YOUR TASK — Below are several entries. Transcribe exactly those lines that fall from the one with "from golem_messages import serializer" through the one with "jiivan: It always", end lines included.

DATASET EXCERPTS —
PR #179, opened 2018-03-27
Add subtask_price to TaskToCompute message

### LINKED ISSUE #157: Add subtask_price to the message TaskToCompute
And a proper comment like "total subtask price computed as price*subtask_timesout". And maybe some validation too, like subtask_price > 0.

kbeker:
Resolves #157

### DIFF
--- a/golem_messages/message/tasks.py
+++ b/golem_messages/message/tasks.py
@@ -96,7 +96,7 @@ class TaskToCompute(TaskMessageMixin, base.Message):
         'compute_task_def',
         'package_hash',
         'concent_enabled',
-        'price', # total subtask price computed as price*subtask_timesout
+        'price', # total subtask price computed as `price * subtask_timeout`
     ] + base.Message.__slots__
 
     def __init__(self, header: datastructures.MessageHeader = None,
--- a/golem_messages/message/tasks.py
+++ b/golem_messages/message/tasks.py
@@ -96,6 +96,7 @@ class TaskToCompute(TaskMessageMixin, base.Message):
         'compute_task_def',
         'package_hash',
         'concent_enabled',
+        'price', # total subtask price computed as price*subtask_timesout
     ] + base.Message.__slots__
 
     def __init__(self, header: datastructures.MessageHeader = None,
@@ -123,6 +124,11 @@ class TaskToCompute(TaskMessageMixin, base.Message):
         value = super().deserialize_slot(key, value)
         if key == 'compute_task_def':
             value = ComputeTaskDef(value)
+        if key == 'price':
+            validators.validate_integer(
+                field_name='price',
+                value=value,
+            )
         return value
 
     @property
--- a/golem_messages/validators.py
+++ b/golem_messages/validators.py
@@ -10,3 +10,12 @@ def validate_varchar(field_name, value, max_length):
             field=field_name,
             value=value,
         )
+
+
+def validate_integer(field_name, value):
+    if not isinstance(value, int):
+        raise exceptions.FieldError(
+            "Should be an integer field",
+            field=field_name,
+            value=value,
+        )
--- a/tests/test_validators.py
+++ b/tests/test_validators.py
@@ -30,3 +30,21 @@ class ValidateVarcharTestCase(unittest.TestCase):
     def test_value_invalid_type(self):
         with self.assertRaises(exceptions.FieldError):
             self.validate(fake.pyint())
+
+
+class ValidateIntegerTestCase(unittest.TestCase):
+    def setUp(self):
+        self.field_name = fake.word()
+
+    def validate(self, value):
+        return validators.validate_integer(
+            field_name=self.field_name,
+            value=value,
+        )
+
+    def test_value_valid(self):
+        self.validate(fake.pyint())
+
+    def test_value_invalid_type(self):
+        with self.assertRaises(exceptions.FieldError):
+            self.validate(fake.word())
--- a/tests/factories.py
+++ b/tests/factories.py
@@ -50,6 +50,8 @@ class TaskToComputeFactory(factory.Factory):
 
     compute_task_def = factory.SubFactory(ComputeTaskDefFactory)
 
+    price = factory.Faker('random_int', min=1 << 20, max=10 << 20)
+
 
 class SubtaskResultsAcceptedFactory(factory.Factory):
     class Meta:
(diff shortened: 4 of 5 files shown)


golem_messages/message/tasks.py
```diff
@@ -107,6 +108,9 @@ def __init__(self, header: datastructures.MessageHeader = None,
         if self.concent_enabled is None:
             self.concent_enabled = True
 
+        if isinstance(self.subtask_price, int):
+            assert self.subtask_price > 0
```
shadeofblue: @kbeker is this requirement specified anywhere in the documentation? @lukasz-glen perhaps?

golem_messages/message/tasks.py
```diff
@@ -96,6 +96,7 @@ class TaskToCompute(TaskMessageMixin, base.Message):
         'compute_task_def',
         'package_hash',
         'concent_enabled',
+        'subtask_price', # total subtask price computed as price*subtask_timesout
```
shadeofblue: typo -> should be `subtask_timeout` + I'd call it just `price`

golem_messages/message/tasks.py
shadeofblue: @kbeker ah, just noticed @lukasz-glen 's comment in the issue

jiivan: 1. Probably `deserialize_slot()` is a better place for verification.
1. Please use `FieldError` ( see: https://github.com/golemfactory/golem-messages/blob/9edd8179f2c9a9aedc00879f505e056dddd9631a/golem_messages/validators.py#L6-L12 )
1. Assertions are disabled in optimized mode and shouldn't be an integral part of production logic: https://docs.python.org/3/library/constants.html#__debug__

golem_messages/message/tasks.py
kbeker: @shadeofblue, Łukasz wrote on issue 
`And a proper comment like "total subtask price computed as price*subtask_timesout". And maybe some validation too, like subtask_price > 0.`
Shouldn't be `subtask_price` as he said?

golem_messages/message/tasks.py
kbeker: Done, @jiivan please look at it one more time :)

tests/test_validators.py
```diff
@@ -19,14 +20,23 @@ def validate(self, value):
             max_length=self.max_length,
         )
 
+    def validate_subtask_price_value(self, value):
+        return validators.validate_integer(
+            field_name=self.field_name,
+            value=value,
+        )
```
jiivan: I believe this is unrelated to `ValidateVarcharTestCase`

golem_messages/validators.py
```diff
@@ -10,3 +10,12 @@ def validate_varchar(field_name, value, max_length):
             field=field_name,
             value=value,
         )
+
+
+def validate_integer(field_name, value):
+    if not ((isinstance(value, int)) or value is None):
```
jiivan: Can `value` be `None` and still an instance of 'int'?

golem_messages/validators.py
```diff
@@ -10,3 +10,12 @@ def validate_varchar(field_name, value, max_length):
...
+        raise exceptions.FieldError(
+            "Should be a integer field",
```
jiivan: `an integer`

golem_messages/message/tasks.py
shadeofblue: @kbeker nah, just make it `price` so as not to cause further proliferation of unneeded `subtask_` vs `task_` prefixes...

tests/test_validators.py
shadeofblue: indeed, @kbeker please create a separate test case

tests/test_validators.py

==

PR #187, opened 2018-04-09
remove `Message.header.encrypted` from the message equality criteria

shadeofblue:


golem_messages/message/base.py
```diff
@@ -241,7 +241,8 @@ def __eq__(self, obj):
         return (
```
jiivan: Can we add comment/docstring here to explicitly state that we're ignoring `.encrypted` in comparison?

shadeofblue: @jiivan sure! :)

---

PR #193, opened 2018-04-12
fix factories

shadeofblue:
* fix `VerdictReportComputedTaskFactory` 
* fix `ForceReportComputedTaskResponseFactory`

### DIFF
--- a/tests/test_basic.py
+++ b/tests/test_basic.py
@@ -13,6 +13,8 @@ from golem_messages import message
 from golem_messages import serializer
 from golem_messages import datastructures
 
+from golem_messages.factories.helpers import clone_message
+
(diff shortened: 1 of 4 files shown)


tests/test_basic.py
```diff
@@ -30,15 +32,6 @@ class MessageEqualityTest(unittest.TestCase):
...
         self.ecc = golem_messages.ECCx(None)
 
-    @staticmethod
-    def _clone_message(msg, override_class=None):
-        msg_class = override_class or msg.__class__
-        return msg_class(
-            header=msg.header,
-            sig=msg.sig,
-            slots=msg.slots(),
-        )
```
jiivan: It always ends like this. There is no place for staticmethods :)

SOLUTION BELOW —
 from golem_messages import serializer
 from golem_messages import datastructures
 
+from golem_messages.factories.helpers import clone_message
+
(diff shortened: 1 of 4 files shown)


tests/test_basic.py
```diff
@@ -30,15 +32,6 @@ class MessageEqualityTest(unittest.TestCase):
...
         self.ecc = golem_messages.ECCx(None)
 
-    @staticmethod
-    def _clone_message(msg, override_class=None):
-        msg_class = override_class or msg.__class__
-        return msg_class(
-            header=msg.header,
-            sig=msg.sig,
-            slots=msg.slots(),
-        )
```
jiivan: It always ends like this. There is no place for staticmethods :)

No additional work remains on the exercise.